Sleep plays an important role in good health. Getting a good night’s sleep strengthens your body and helps you stay awake during the day. If you can’t get enough sleep then you are suffering from insomnia.
Unfortunately, many people find it difficult to get enough sleep and do not get the rest they need. Insomnia is linked to anxiety. It can be caused by a variety of factors, including poor health and mental health. Sleep problems affect people of all ages and their effects can be devastating.
It is a disorder characterized by poor sleep hygiene and/or sleep deprivation.
The condition can be short-term (severe) or long-term (chronic). It may also come and go. It lasts from 1 night to weeks. Sleep deprivation for at least 3 nights a week for 3 months or more is chronic.

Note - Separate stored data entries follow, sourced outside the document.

Issue #1305, opened 2021-03-02
PyStan interface test raises 9000 lines of warnings


MichaelClerx:
This makes the unit test output rather difficult to read

MichaelClerx:
I can try and suppress these?

ben18785:
Happy for you to suppress these: they're just compiler warnings I think.

MichaelClerx:
OK, the easy method (capturing python's stdout stream) doesn't work. So back to you!

MichaelClerx:
OK I'm trying a dirtier version of capturing now, seems to work

MichaelClerx:
Closed in #1306

PR #1306, opened 2021-03-02
Capturing pystan test output

MichaelClerx:
See #1305 

Makes the unit test output readable again.

~Although possibly harder to debug now if things go wrong.~
Have now made it so that it prints all if an error occurs

### DIFF
--- a/pints/tests/shared.py
+++ b/pints/tests/shared.py
@@ -26,6 +26,8 @@ class StreamCapture(object):
     """
     A context manager that redirects and captures the output stdout, stderr,
     or both.
+    
+    Warning: This class is not thread-safe (or multiprocessing-safe).
     """
     def __init__(self, stdout=True, stderr=False):
         super(StreamCapture, self).__init__()
@@ -146,6 +148,8 @@ class SubCapture(object):
 
     The argument ``dump_on_error`` can be set to ``True`` to print all output
     if an error occurs while the context manager is active.
+    
+    Warning: This class is not thread-safe (or multiprocessing-safe).
     """
     def __init__(self, dump_on_error=False):
         super(SubCapture, self).__init__()
--- a/pints/tests/shared.py
+++ b/pints/tests/shared.py
@@ -26,7 +26,7 @@ class StreamCapture(object):
     """
     A context manager that redirects and captures the output stdout, stderr,
     or both.
-    
+
     Warning: This class is not thread-safe (or multiprocessing-safe).
     """
     def __init__(self, stdout=True, stderr=False):
@@ -148,7 +148,7 @@ class SubCapture(object):
 
     The argument ``dump_on_error`` can be set to ``True`` to print all output
     if an error occurs while the context manager is active.
-    
+
     Warning: This class is not thread-safe (or multiprocessing-safe).
     """
     def __init__(self, dump_on_error=False):
--- a/pints/tests/shared.py
+++ b/pints/tests/shared.py
@@ -136,6 +136,159 @@ class StreamCapture(object):
         return self._stderr_captured    # Could be None
 
 
+class SubCapture(object):
+    """
+    A context manager that redirects and captures the standard and error output
+    of the current process, using low-level file descriptor duplication.
+
+    This can be useful to capture output that comes from C extensions, e.g. in
+    the interface classes.
+
+    The argument ``dump_on_error`` can be set to ``True`` to print all output
+    if an error occurs while the context manager is active.
+    """
+    def __init__(self, dump_on_error=False):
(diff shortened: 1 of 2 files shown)


MichaelClerx:
@ben18785 mind merging this before I make further changes?

ben18785:
I've had a look and don't really understand what this all does: how about
you make one PR that fixes the output of the Stan file and tries to fix the
dictionary thing? Then perhaps on Tuesday you can explain it to me? Or we
get another person to review it as well as me further down the line?

ben18785:
Or can chat through it now if you like? Whatever's easiest for you.

MichaelClerx:
Usually we can catch printed output by redirecting python's `stdout` and `stderr` "streams" to some temporary string buffer. This is what the StreamCapture we already have in testing does.
But pystan compiles it's own C++ code, and when that prints it doesn't go through python's streams, so we need a different method to catch it. This is what the SubCapture class does, using some magic with file descriptors and stuff that I partially understood when I wrote it, and partially copied from a variety of tutorials.

So what happens in the pystan interface tests now is that a SubCapture is created before the operations that print to screen, and this catches all output. If there's an error I print that output to screen again, in case it helps in debugging. That's about it :D

MichaelClerx:
The functional bits of the SubCapture code were copied from Myokit, btw, so it has been tested for a few years.

I've not added in any tests for it in pints as it's inside the `tests` directory, which is not tested. (We don't test the tests)

MichaelClerx:
The only things I'm not too sure about are 

- whether the error handling code in the pystan test works - I should probably try this out?
- whether we should capture output in the test and leave it enabled by default, all 1000s of line, or whether we should move the SubCapture (and StreamCapture?) classes into pints main, add tests, and capture the pystan printed output all the time. This would stop it interfering with out controller log output, but could hide stuff from the user that stan devs didn't hide - maybe for a reason?

MichaelClerx:
@fcooper8472 and @martinjrobins any thoughts on this? Code look ok? And should we suppress extension-module output only in the test, or do it in the main method?

ben18785:
Thanks @MichaelClerx for the explanation. It sounds good to me! But, probs best to get feedback from a C++sy person rather than me!

MichaelClerx:
It's this one @fcooper8472

fcooper8472:
@MichaelClerx the code looks fine to me.  What I'm not clear on is why it would be in pints/tests?  It sure doesn't look like it's a test to me!

Is this functionality that you would expect someone to be able to use from PINTS?

MichaelClerx:
Thanks @fcooper8472 , and good question too!

I can think of a couple of different ways to answer it

1. The `SubCapture` class is used only by tests, so goes with the other ThingsThatAreUsedByTestsButAreNotThemselvesTests in `tests/shared.py`.
2. There shouldn't be any ThingsThatAreUsedByTestsButAreNotThemselvesTests, instead these should be part of the (public or private) PINTS API, and have tests of their own
3. There might be some ThingsThatAreUsedByTestsButAreNotThemselvesTests, but this particular class should be part of the (public or private) PINTS API, so that it can be used inside the stan interface, and not by the test

I can be swayed either way in under a minute.

@ben18785 do you have a preference?

MichaelClerx:
Discussed in meeting, easiest to leave it here for now and move later if needed

fcooper8472:
Also discussed that @martinjrobins will take a quick look.  But I'm happy with it.

MichaelClerx:
Thanks Fergus!

MichaelClerx:
One thing I've taken from @martinjrobins experience is that we should slap a label on the class saying it's not thread safe.
Unless we can make `_start_capturing` atomic somehow? But again, easiest route is to slap a warning on and not worry 😅

martinjrobins (changes requested):
this looks in general great @MichaelClerx. As I mentioned in the meeting, my main worry is that there might be different instances of `SubCapture`, maybe on different threads, both calling `_start_capturing` and `_stop_capturing`. You are currently assuming that `_stop_capturing` is always called after `_start_capturing`. Can you use a `Lock` (https://docs.python.org/3/library/threading.html#threading.Lock.acquire) to make sure that only one `SubCapture` is between `_start_capturing` and `_stop_capturing` at a time? And can you do the same in myokit :)

martinjrobins:
> One thing I've taken from @martinjrobins experience is that we should slap a label on the class saying it's not thread safe.
> Unless we can make `_start_capturing` atomic somehow? But again, easiest route is to slap a warning on and not worry

I'd be happy with a not thread safe warning as well :)

martinjrobins (approved):
great, happy with that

In the United States, 70% of adults report at least one night of sleep deprivation each month, and 11% report overnight sleep deprivation. It is estimated that between 50 and 70 million Americans of all ages and socioeconomic statuses are affected by sleep disorders.
About 1 in 4 Americans suffer from this each year. Summary: About 25 percent of Americans experience severe sleeplessness each year, but about 75 percent of those people experience chronic insomnia, according to a new study.
Types of Insomnia
There are 2 types of it: Primary and Secondary.
Primary: This means that your sleep problems are not related to a health condition or any other problem.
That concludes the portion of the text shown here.